[Records from a dataset]
►

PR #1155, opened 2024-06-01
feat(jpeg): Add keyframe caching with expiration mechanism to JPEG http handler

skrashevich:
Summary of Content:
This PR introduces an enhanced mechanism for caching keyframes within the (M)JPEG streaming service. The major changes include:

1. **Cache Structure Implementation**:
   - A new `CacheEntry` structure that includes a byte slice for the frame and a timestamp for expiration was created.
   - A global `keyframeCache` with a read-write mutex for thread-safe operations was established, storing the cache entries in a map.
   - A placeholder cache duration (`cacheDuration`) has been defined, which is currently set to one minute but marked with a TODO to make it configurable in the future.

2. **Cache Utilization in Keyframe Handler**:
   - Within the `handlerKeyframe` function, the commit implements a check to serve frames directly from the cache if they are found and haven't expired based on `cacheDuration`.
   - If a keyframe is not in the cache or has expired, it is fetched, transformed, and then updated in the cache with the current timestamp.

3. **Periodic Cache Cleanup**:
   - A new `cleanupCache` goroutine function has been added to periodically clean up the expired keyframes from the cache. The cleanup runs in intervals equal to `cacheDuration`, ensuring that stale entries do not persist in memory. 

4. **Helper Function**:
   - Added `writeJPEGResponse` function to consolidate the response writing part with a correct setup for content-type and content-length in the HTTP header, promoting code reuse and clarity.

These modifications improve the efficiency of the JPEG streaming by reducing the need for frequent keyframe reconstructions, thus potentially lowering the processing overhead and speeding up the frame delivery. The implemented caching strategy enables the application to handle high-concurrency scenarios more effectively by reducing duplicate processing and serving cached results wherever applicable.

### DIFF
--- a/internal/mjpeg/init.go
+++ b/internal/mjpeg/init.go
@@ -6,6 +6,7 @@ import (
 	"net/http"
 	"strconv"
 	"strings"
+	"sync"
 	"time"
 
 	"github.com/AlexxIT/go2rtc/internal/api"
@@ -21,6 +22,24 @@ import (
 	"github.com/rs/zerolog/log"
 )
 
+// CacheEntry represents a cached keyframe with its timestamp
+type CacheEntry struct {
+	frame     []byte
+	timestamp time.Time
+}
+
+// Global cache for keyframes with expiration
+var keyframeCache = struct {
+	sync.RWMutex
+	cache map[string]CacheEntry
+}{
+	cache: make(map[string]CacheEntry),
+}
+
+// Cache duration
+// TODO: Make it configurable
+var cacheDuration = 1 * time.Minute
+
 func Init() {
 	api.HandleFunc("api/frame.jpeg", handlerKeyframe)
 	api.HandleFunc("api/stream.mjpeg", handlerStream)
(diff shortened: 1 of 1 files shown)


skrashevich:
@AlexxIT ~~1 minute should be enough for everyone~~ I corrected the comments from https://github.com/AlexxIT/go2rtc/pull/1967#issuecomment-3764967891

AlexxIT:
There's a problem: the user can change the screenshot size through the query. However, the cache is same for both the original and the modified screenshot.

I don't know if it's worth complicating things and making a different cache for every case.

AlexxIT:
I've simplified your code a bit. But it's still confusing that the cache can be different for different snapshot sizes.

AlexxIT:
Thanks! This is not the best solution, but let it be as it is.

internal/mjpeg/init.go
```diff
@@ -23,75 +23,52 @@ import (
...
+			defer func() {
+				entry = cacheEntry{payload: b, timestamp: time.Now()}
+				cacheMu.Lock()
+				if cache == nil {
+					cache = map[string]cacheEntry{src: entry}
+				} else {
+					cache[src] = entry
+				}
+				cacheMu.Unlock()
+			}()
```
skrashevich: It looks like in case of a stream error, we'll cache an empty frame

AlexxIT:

◄
►

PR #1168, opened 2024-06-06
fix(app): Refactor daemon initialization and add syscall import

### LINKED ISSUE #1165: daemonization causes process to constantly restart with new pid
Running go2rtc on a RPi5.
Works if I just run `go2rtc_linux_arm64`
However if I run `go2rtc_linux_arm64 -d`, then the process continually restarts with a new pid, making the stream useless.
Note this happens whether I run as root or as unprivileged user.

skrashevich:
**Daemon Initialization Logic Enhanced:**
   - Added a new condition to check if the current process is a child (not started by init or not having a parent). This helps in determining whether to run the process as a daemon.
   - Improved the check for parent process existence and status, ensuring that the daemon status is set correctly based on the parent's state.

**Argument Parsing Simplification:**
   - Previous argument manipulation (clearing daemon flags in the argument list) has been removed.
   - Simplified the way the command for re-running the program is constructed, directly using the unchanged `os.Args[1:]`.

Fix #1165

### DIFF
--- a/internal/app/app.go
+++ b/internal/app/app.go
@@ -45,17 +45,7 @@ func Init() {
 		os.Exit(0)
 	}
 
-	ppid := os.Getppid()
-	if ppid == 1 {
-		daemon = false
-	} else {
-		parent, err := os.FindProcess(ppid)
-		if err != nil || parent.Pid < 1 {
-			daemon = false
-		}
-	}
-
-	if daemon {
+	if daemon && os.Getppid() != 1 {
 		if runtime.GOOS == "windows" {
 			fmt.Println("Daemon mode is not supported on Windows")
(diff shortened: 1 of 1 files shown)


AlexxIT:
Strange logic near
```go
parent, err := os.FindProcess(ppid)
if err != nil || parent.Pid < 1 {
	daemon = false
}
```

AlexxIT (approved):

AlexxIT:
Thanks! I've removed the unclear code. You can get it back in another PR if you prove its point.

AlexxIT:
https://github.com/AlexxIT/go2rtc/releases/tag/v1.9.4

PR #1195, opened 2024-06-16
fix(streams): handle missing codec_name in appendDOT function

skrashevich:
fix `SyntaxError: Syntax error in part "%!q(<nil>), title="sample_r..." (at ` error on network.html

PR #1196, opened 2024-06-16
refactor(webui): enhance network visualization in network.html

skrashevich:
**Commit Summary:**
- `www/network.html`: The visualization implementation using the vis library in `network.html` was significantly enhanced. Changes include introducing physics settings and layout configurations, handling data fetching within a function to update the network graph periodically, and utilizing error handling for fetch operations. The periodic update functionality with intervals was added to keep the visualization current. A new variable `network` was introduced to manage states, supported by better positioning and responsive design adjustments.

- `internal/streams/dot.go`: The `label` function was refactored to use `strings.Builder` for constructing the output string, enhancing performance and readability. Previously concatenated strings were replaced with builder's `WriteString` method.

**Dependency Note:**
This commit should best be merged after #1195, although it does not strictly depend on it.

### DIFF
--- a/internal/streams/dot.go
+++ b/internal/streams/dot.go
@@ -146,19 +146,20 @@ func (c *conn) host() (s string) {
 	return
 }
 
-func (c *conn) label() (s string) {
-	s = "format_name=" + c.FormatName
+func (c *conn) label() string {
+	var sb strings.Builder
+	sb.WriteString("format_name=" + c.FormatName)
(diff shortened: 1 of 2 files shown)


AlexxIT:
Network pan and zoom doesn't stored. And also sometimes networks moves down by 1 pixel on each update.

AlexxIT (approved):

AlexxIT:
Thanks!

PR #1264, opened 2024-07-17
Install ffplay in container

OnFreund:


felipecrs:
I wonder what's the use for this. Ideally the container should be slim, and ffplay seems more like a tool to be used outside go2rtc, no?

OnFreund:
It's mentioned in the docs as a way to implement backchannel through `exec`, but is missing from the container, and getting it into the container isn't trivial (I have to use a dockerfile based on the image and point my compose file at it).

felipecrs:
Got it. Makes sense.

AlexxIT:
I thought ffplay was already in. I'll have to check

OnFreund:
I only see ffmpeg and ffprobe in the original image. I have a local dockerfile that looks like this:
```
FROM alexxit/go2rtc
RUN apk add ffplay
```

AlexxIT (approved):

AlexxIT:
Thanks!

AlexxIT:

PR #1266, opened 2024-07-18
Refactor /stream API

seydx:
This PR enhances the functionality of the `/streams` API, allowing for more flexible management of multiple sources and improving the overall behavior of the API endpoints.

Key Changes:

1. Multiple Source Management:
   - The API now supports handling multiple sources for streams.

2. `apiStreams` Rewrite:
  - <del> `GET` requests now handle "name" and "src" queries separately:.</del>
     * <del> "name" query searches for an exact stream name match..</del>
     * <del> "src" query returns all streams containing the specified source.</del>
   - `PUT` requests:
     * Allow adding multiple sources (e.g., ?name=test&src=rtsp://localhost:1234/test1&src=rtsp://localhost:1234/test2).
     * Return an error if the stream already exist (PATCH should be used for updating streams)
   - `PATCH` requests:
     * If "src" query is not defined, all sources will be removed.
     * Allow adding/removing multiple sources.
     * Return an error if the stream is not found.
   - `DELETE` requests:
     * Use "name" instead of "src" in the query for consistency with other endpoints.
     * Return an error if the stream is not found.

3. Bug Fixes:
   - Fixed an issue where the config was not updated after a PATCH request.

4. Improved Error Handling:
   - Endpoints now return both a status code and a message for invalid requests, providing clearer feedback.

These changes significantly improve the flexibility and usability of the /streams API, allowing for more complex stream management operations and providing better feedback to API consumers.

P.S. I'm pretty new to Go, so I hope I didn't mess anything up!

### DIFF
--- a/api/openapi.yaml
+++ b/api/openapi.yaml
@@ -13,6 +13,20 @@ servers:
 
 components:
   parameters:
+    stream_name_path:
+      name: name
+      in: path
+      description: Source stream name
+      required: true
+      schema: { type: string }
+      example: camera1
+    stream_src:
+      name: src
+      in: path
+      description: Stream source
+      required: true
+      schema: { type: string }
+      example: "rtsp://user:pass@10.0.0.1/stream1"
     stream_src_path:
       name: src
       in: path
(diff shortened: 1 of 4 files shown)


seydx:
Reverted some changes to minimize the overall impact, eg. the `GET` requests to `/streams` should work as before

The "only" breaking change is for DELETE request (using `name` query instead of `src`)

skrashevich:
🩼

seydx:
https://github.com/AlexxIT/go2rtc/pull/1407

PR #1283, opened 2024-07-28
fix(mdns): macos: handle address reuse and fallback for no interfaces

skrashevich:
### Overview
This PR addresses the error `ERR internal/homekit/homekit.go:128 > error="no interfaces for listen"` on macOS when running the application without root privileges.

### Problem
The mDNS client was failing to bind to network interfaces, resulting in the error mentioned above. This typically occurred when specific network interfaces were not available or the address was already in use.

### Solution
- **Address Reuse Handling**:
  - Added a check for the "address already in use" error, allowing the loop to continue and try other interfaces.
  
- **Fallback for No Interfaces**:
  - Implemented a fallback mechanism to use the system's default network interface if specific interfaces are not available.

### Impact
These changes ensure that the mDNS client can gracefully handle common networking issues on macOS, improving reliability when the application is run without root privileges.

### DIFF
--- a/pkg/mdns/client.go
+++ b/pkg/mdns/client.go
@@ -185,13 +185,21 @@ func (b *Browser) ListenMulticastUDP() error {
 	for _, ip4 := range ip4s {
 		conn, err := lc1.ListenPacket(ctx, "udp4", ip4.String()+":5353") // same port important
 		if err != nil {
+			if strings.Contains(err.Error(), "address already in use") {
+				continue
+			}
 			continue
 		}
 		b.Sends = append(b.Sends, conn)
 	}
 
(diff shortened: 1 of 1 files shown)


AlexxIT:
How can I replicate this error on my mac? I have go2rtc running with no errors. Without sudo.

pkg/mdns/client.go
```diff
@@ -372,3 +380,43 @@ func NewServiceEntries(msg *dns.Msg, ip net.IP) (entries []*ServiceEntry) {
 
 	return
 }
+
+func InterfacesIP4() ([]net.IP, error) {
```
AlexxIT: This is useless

◄

__Exercise goal__
In the entries above, the lines from the one bearing "fix(app): Refactor daemon" up to and including the one bearing "- Added a new" should be transcribed exactly; no other line is wanted.

__Answer for the task__
fix(app): Refactor daemon initialization and add syscall import

### LINKED ISSUE #1165: daemonization causes process to constantly restart with new pid
Running go2rtc on a RPi5.
Works if I just run `go2rtc_linux_arm64`
However if I run `go2rtc_linux_arm64 -d`, then the process continually restarts with a new pid, making the stream useless.
Note this happens whether I run as root or as unprivileged user.

skrashevich:
**Daemon Initialization Logic Enhanced:**
   - Added a new condition to check if the current process is a child (not started by init or not having a parent). This helps in determining whether to run the process as a daemon.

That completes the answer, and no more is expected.